Now we summarize the derived design. The summary table is further described in the vignette summarize group sequential designs in gt tables. Note that the design trend in favor of experimental treatment is very minor at 8 months due to the delayed effect assumption used (see AHR at analysis 1 in table). The design trend at 16 months is somewhat more favorable when we are looking for HR < 1 (favoring experimental treatment) for a proof of concept. Actual bounds and timing selected for a trial are situation dependent, but we hope the suggestions here are provocative for what might be considered.

gsd |>
  summary() |>
  as_gt()

Bound	Z	Nominal p¹	~HR at bound²	Cumulative boundary crossing probability
Bound summary for AHR design
AHR approximations of ~HR at bound
Bound	Z	Nominal p¹	~HR at bound²	Alternate hypothesis	Null hypothesis
Analysis: 1 Time: 8 N: 279.3 Events: 53.3 AHR: 0.91 Information fraction: 0.17
Futility	-1.28	0.9000	1.4208	0.0539	0.1000
Analysis: 2 Time: 14 N: 419 Events: 137.3 AHR: 0.82 Information fraction: 0.44
Futility	0.00	0.5000	1.0000	0.1450	0.5091
Efficacy	3.17	0.0008	0.5821	0.0230	0.0008
Analysis: 3 Time: 24 N: 419 Events: 238.6 AHR: 0.72 Information fraction: 0.77
Efficacy	2.31	0.0104	0.7413	0.5553	0.0106
Analysis: 4 Time: 36 N: 419 Events: 309.8 AHR: 0.69 Information fraction: 1
Efficacy	2.02	0.0218	0.7951	0.8000	³ 0.0244
¹ One-sided p-value for experimental vs control treatment. Value < 0.5 favors experimental, > 0.5 favors control.
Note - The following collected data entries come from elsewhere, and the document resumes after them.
PR #2179, opened 2024-10-17
[MBL-1783] Don't filter local pickup based on shipping rule

ifosli:
# 📲 What

Previously, we handled local pickup rewards similar to shippable rewards, and required them to match the shipping rule's location. Now we handle them similar to digital rewards instead (they'll always show as a pledge option).

This pr also the reward summary table, which was waiting for a non-nil shipping rule before showing up.

# 🤔 Why

With the previous setup, we don't include local pickup rewards when determining what locations are selectable. If a project had only local pickup rewards, we filtered out all rewards except the "no reward" option on iOS, with no way to unhide them (the shipping location selector only shows if there's at least one shippable reward).

# ✅ Acceptance criteria

- [x] A local pickup can be selected when there's no shipping rule or a mismatch between the selected shipping rule and the local pickup location.
- [x] In both of these cases, a user's pledge goes through. (Tested in staging - I didn't find a project in staging that only has local pickup rewards, so I hardcoded the shipping rule to nil.)

# ⏰ TODO

- ~~Not in this pr, I'm going to file a ticket (if we don't already have one) to add the local pickup view back in to the pledge screen UI. The current UI does not make the "local pickup" part clear enough.~~ Created [MBL-1784](https://kickstarter.atlassian.net/browse/MBL-1784) to track this.

[MBL-1784]: https://kickstarter.atlassian.net/browse/MBL-1784?atlOrigin=eyJpIjoiNWRkNTljNzYxNjVmNDY3MDlhMDU5Y2ZhYzA5YTRkZjUiLCJwIjoiZ2l0aHViLWNvbS1KU1cifQ


Kickstarter-iOS/Features/PledgeView/Controllers/__Snapshots__/NoShippingPledgeViewControllerTests/testView_PledgeContext_FixPaymentMethod_ErroredCard.lang_en_device_phone4_7inch.png
ifosli, line 1: I'm a little concerned that we didn't catch that the pledge summary table was dependent on the shipping rule sooner, considering what this screenshot looked like before, but at least it's fixed now!

stevestreza-ksr (approved):
Would be really good to have a test to cover this, but otherwise LGTM!

PR #2181, opened 2024-10-22
Update Firebase to 11.4.0

stevestreza-ksr:
# 📲 What

Updates the Firebase package to 11.4.0.

# 🤔 Why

² Approximate hazard ratio to cross bound.
³ Cumulative alpha for final analysis (0.0244) is less than the full alpha (0.025) when the futility bound is non-binding. The smaller value subtracts the probability of crossing a futility bound before crossing an efficacy bound at a later analysis (0.025 - 0.0006 = 0.0244) under the null hypothesis.